Amortized In-Context Mixed Effect Transformer Models: A Zero-Shot Approach for Pharmacokinetics
César Ali Ojeda Marin, Wilhelm Huisinga, Purity Kavwele, Ramsés J. Sánchez, Niklas Hartung
TL;DR
This work tackles the challenge of sparse, longitudinal pharmacokinetic data by introducing AICMET, a transformer-based latent-variable framework that blends mechanistic compartmental priors with amortized in-context Bayesian inference. By pretraining on large synthetic PK trajectories with Ornstein–Uhlenbeck priors, AICMET achieves zero-shot adaptation to new compounds and provides calibrated, patient-specific predictions after only a few early measurements. The model combines global population codes with individual-specific latent factors and uses a time-aware transformer decoder to handle irregular sampling and dosing information, delivering both accurate forecasts and meaningful uncertainty quantification.
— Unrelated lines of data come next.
PR #4460, opened 2026-05-21
http part6

georgemoralis:
http epolls and connected functions

### DIFF
--- a/src/core/libraries/network/http.cpp
+++ b/src/core/libraries/network/http.cpp
@@ -179,6 +179,40 @@ static void SynthesizeTransportFailureResponse(HttpResponse& res) {
     res.all_headers_blob.clear();
 }
 
+// Map common HTTP status codes to strings for logs.
+static std::string HttpStatusLabel(int sc) {
+    switch (sc) {
+    case 0:
+        return "0 (no status)";
+    case 200:
+        return "200 OK";
+    case 204:
+        return "204 No Content";
+    case 301:
+        return "301 Moved Permanently";
+    case 302:
+        return "302 Found";
+    case 304:
+        return "304 Not Modified";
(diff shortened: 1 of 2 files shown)


src/core/libraries/network/http.cpp
```diff
@@ -689,6 +723,24 @@ int PS4_SYSV_ABI sceHttpSendRequest(int reqId, const void* postData, u64 size) {
...
+                constexpr u32 FailureEventBits =
+                    ORBIS_HTTP_NB_EVENT_RESOLVER_ERR | ORBIS_HTTP_NB_EVENT_HUP;
+                OrbisHttpNBEvent ev{};
+                ev.events = FailureEventBits;
+                ev.eventDetail = FailureEventBits;
+                ev.id = reqId;
+                ev.userArg = req_ptr->epoll_user_arg;
+                epoll_it->second->events.push_back(ev);
+                epoll_it->second->cv.notify_all();
+                LOG_INFO(Lib_Http, "pushed failure epoll event for reqId={} on epoll={}", reqId,
```
StevenMiller123: This function is doing a lot of logging at this point.
Might be nice to change some of these logs to debug to prevent too much spamming in user logs.

StevenMiller123 (commented):
Just a comment, I think the logic looks good in here.

src/core/libraries/network/http.cpp
georgemoralis: changed this one , as it is not probably neccesary atm , the others i still think i need them for further dev , so might be reduced in a few more prs but for now i need to trace stuff from games when someone post some logs :D

StevenMiller123 (approved):
Logic looks solid.

PR #4464, opened 2026-05-23
improve texture cache image expansion condition

Hog185:
this puts tony hawk skater pro 3+4 in menus (if you bypass the first pre existing issue) (that fix will come later)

Empirical results on PK-DB demonstrate state-of-the-art accuracy and robust inter-patient variability capture, highlighting the potential of population-aware, mechanistically grounded neural architectures for truly personalized pharmacotherapy.
Abstract
Accurate dose-response forecasting under sparse sampling is central to precision pharmacotherapy. We present the Amortized In-Context Mixed-Effect Transformer (AICMET) model, a transformer-based latent-variable framework that unifies mechanistic compartmental priors with amortized in-context Bayesian inference. AICMET is pre-trained on hundreds of thousands of synthetic pharmacokinetic trajectories with Ornstein-Uhlenbeck priors over the parameters of compartment models, endowing the model with strong inductive biases and enabling zero-shot adaptation to new compounds. At inference time, the decoder conditions on the collective context of previously profiled trial participants, generating calibrated posterior predictions for newly enrolled patients after a few early drug concentration measurements. This capability collapses traditional model-development cycles from weeks to hours while preserving some degree of expert modelling. Experiments across public datasets show that AICMET attains state-of-the-art predictive accuracy and faithfully quantifies inter-patient variability -- outperforming both nonlinear mixed-effects baselines and recent neural ODE variants. Our results highlight the feasibility of transformer-based, population-aware neural architectures as offering a new alternative for bespoke pharmacokinetic modeling pipelines, charting a path toward truly population-aware personalized dosing regimens.